- Date: January 6, 2008
- Season: 2007
- Stadium: Ladd–Peebles Stadium
- Location: Mobile, Alabama
- Favorite: Tulsa by 4½
- Attendance: 36,932
- Payout: US$750,000 per team

United States TV coverage
- Network: ESPN
- Announcers: Rece Davis, Mark May, Lou Holtz, & Rob Stone

= 2008 GMAC Bowl =

The 2008 GMAC Bowl was an American college football bowl game. It was part of the 2007 NCAA Division I FBS football season and was the ninth annual playing of the game.

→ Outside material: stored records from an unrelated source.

PR #529, opened 2018-08-01
Added Users import from Active Directory

### LINKED ISSUE #506: Users and roles import from AD / LDAP
Today a user is added into Atlas database only after he / she logins there for the first time. Therefore there is no ability to assign roles to the user in advance. Moreover, the roles assignment can only be done manually even if the user belongs to a certain AD group which could define a set of roles which he / she transitively gets.

Therefore there is a suggestion to add a new page in Atlas: LDAP import screen with the ability to define DN-role mapping and "Import" button, which would scan the AD for not imported users or users with changed roles, provide the change list to admin for approval and do the import from AD. There is going to be "Import users from LDAP / AD" button available at the Configuration page if the LDAP / AD auth was setup, which will navigate an admin to the import page.

As a further improvement a scheduler for the automatic users import can be added.

wivern:
closes #506


pavgra:
@wivern, the change list for the feature looks quite loosely coupled to other WebAPI codebase, so I'd suggest to put it into separate package

chrisknoll:
Hi @pavgra  and @wivern,

Pavel and I spoke briefly about incorporating the idea of 'Controllers' in WebAPI, but after looking up information ont he 'Controller' concept, it was clearly a UI oriented construct (part of MVC) wheras WebAPI is specifically a service-oriented application... And any 'controller' would be defined on the client of a SPA (in other words: you don't get a UI from any endpoitns in WebAPI, it just acts as a service layer).

But, looking at these commits, I see the introduction of a 'controller' namespace Firstly: I don't think we need to make a namespace dedicated to a design pattern: ie, you wouldn't make a namespace for 'adapter' or a namespace for 'visitor' or a namespace for 'singleton'...if you have a 'controller' type of class in your codebase, put it in the same namespace that other classes share the same part of the application.

Namespace ideology aside: I'd like to understand what we're trying to accomplish with adding the notion of a 'controller' to WebAPI.  This feels like it goes against the grain of everything else that we've put into place so far, and I want to just keep the codebase from becoming a hodge-podge of different design principles that force devs to tilt their heads in various directions depending on which part of the codebase they are looking at.

wivern:
Hi @chrisknoll,
the main goal of suggested solution is to separate business logic from request handling that conforms best practices of [multi-tier architecture](https://www.ibm.com/developerworks/library/wa-aj-multitier/index.html).

From my point of view UserImportController is not controller from MVC pattern but mostly endpoint or request handler. The controller name was chosen because it is familiar to the people who knows pretty much popular Spring Framework. Anyway the 'controller' namespace presents the layer but not the subject of design pattern.

chrisknoll:
Thanks to the link to multi-tier architecture, I always wondered what that meant (sarcasm ;)).  

Kiddding aside:  the UserImportController ```@Compoonent``` you've defined set up new routes that can be handled by WebAPI. In the WebAPI structure, all those classes are put into the 'services' namespace.  if you wanted to separate the handing of those endpoints into separate classes, you'd still make a service (Perhaps this one is the UserService service, which provides mechanisms for importing).   If you don't want a monolithic class, or if you'd like to be able to provide a 'UserServiceProvider' to implement some of the behavior of the service, then you're free to do that.

But, to introduce a new notion of a 'Controller' when we already have the notion of a 'service' that basically does the same thing, it's just fragmenting the codebase into 2 separate ideas which could conform to the same style and form, while using terminology that is usually reserved for presentation-tier constrcuts.  

As to the article you've referenced, 2 things:
1- It's a bit out of date. That was from 2009, when SPAs didn't even exist.  MVC isn't even in the picture in WebAPI, it's assumed if you want to consume the service, you provide your own client UI in front of the service tier.
2- This article is another example where the term 'Controller' is referencing a Presentation-tier concept.  But there is no presentation tier in WebAPI. There is a 'presentation-tier facing element' in the form of Spring ```@component``` and reset endpoints, but Controller usually has a specific meaning.  The closest thing that's in the article you reference is a 'Request Handler', but in my opinion that's the business tier interface for the client, not something for 'presentation'.

So, I found an article describing a "front Controller" here: https://www.tutorialspoint.com/design_pattern/front_controller_pattern.htm 

In it, the idea that there's a single handler that receives requests and a dispatcher that handles the request.  I believe, with Spring ```@Component``` and ```@Path``` directives, we are leveraging the spring framework to declare the handlers that respond to dispatch requests.  So, you're not introducing any new multi-tier architecture here, we've always had it.  And, via Spring Repositories, we have separation between our data Tier and service tier.

What you _are_ introducing is new namespaces and code structure that breaks the current, established patterns.

So, please move your controller class to ```org.ohdsi.webapi.service```, and name it appropriately.  It appears that there is already a ```UserService``` defined, (however it does have an empty root ```@Path``` annotation, it should probably be set to ```user/```.  It looks like you want to introduce a 'composite' services where multiple classes come together to service one top-level endpoint (in this case /user).  This should be fine, we can have a UserService alongside a UserImportService. I don't recommend we make a separate namespace for each service under ```org.ohdsi.webapi.service``` since you'd probably have 1 class under each namespace, and that's not what namespaces are for.

As far as business logic be separated from the request handler, we can do that. Usually the business logic that is used to handle a service request is placed under a namespace specific to the domain of interest. For example,```CohortDefinitionService``` is under ```org.ohdsi.webapi.service```, but the business logic is found in ```org.ohdsi.webapi.cohortdefinition``` (for example the Tasklets used to generate cohort definitions).  In some cases, the business logic is handed off to a separate library.

Let me know if anything needs clarification.

src/main/java/org/ohdsi/webapi/userimport/entities/RoleGroupMappingEntity.java
```diff
@@ -0,0 +1,71 @@
+package org.ohdsi.webapi.userimport.entities;
```
chrisknoll: We don't have namespaces specfic for entitites.  if these classes are support user domain functions, we can put them in ```org.ohdsi.webapi.user``` and put ```@Entity``` Taslkets, and anything else belonging to this domain in that namespace.

chrisknoll:
@wivern : more digging on this led me here:
https://stackoverflow.com/questions/6827752/whats-the-difference-between-component-repository-service-annotations-in

So did you want to make it a broader effort to leverage ```@Component```, ```@Service``` and ```@Repository``` usage? I'd still follow the current structure we have for this PR, but if you want to talk about a longer term strategy to identify the types of ```@Components``` that we should annotate in WebAPI, we can do that.  

I'd also add: we're not using Spring REST APIs for endpoints, we're using JAX-RS which spring provides a jersey hook. So I don't see us migrating everything from ```@Path()``` to ```@RequestMapping```.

It was played on January 6, 2008, at Ladd–Peebles Stadium in Mobile, Alabama, and featured the Bowling Green Falcons against the Tulsa Golden Hurricane.

==Notes==
- Tulsa quarterback Paul Smith set an NCAA Division I record with his 14th consecutive 300-yard passing game.
- The 63–7 final score made this game the largest margin of victory in bowl history at the time, surpassing the 55-point margin set by Alabama over Syracuse in the 1953 Orange Bowl. The record was tied a decade later, when Army defeated Houston 70–14 in the 2018 Armed Forces Bowl. The record was tied again in 2023 when LSU defeated Purdue 63-7 in the Cheez It Citrus Bowl. This record would go on to be broken in the 2023 National Championship game, where Georgia would defeat TCU by a final score of 65–7.
- The game represented just the second matchup of the two teams in football. In 1989, Tulsa also beat Bowling Green in blowout fashion, 45–10.